“這女子有什麽問題?”洛二哥見的視線始終停留在人群中,蹲下身子問道。


    安寧伸手撓了撓頭,皺著眉頭道,“二哥,我想留下來旁聽!”


    洛二哥聞言不禁揉揉額頭,小孩子好奇心太重了也不是好事!


    “小寧兒,我讓人留在這旁聽,到時候再說給你聽好麽?”他耐心的勸阻道,這女子不管是因為什麽原因殺夫,裏麵的原因肯定比較醃臢,作為哥哥來說,他並不想妹妹接觸這種事。


    “二哥,這人我應該在哪裏看過!”安寧搖晃著洛二哥的手,“就是我記不起來了,如果現在就走的話,我心裏總擱著這事,很難受的!”

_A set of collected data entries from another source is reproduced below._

PR #5981, opened 2024-10-25
Refactor `.vars`/`--var` to `.env`/`--env`

begelundmuller:
Changes:

- Support `{{ .env.name}}` instead of `{{ .vars.name }}` to reference a variable in templating.
- Support `--env name=value` instead of `--var name=value` for specifying a variable in `rill start`.
- Support specifying environment variables in `rill.yaml` using `env:` (changed from `vars:`).
- For overriding the environment in `rill start`, now use `--environment prod` (changed from `--env prod`).
- For environment-specific overrides, use `dev:` and `prod:` directly (instead of nesting under `env:dev:` since `env:` is now used for setting environment variables in YAML).

The changes above are almost fully backwards compatible (there are some uncovered cases for custom environments, but that capability has never been used to my knowledge).

For the reviewer, some of the refactors in this PR are slightly peculiar due to the fact that we originally actually used `env:` instead of `vars:` to specify environment variables, so in some places, this PR actually just inverts old backwards compatibility logic.

Closes https://github.com/rilldata/rill/issues/5896


cli/cmd/start/start.go
```diff
@@ -182,23 +173,27 @@ func StartCmd(ch *cmdutil.Helper) *cobra.Command {
...
 	startCmd.Flags().StringVar(&logFormat, "log-format", "console", "Log format (options: \"console\", \"json\")")
 	startCmd.Flags().StringVar(&tlsCertPath, "tls-cert", "", "Path to TLS certificate")
 	startCmd.Flags().StringVar(&tlsKeyPath, "tls-key", "", "Path to TLS key file")
-
-	// --env was previously used for variables, but is now used to set the environment name. We maintain backwards compatibility by keeping --env as a slice var, and setting any value containing an equals sign as a variable.
-	startCmd.Flags().StringSliceVarP(&env, "env", "e", []string{}, `Environment name (default "dev")`)
-	startCmd.Flags().StringSliceVarP(&vars, "var", "v", []string{}, "Set project variables")
 	startCmd.Flags().StringSliceVarP(&allowedOrigins, "allowed-origins", "", []string{}, "Override allowed origins for CORS")
 
+	// Deprecated support for "--env": replaced by "--env".
```
k-anshul, line 191: // Deprecated support for "--var": replaced by "--env" ?

begelundmuller: Thanks!

runtime/reconcilers/model.go
```diff
@@ -1399,7 +1399,8 @@ func (r *ModelReconciler) analyzeTemplatedVariables(ctx context.Context, props m
 	vars := inst.ResolveVariables(false)
 
 	for k := range res {
-		k2 := strings.TrimPrefix(k, "vars.")
+		// Project variables are referenced with .env.name (current) or .vars.name (deprecated).
+		k2 := strings.TrimPrefix(strings.TrimPrefix(k, "vars."), "env.")
```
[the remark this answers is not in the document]
begelundmuller: Yeah I was lazy, but you're right, it's best to do this properly. Fixed it!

    洛二哥臉上微微露出一絲糾結,隨即正色的對安寧道,“小寧兒,這裏麵可能有很多事情與你平時接觸到的不一樣,有些甚至可能會出乎你的意料,你也要聽?”


    安寧重重的點頭,“二哥,我要聽!”畢竟她不是真正的小孩,她早就知道這個世界上的所有事情不是都是光明的,掩藏在光明之下,還有很多見不得人的事,有些甚至是超乎常人的。


    “那好!”洛二哥讚許的輕輕拍了拍安寧,心下卻在想著回頭要囑咐九月他們不要往家裏說,要不然被爹知道了,肯定要挨揍了。


    隨著一聲“升堂”的喝聲,坐在上位的大人一拍驚堂木,在“威武~”的喊聲中,三人被帶到公堂上。


    “堂下何人!”


    “青天大老爺,你要給我們做主啊!”跪著的婦人立刻哭天喊地的開始哀嚎!“我可憐的……”


    “啪!”縣令高高舉起驚堂木拍下,“堂下之人速速報上名來!”


    婦人的兒子趕緊扯扯婦人示意她噤聲,他跪著向縣令行了一禮道,“小人叫於江,這個婦人是我娘,綁著的人是我大嫂秦氏,我們要狀告她殺夫!”


    縣令看向被綁的女子,女子頭發淩亂,臉上有著被打的傷痕,麵無表情的,看上去完全就是事不關己的樣子,似乎被告的不是她。


    “你且細細說來!”縣令對著於江說道。


    “稍前,我回家的時候,聽到大哥屋子裏麵有爭吵聲,剛開始我也沒在意,以為是和平時一樣,就回房看書去了。結果剛回房沒一會兒,就聽到外麵有人再喊,‘殺人啦!殺人啦!’我心裏一驚,匆忙的跑出房間,就見我妹妹驚慌失措的向我衝過來,哭著喊道‘大嫂殺人啦,二哥,你快去看看!’等我進入大哥的房間,娘趴在大哥的屍體上哭,大哥渾身是血的躺在地上。大嫂拿著刀坐在地上,刀尖上還淌著血!”於江緩緩的將事情經過說出來。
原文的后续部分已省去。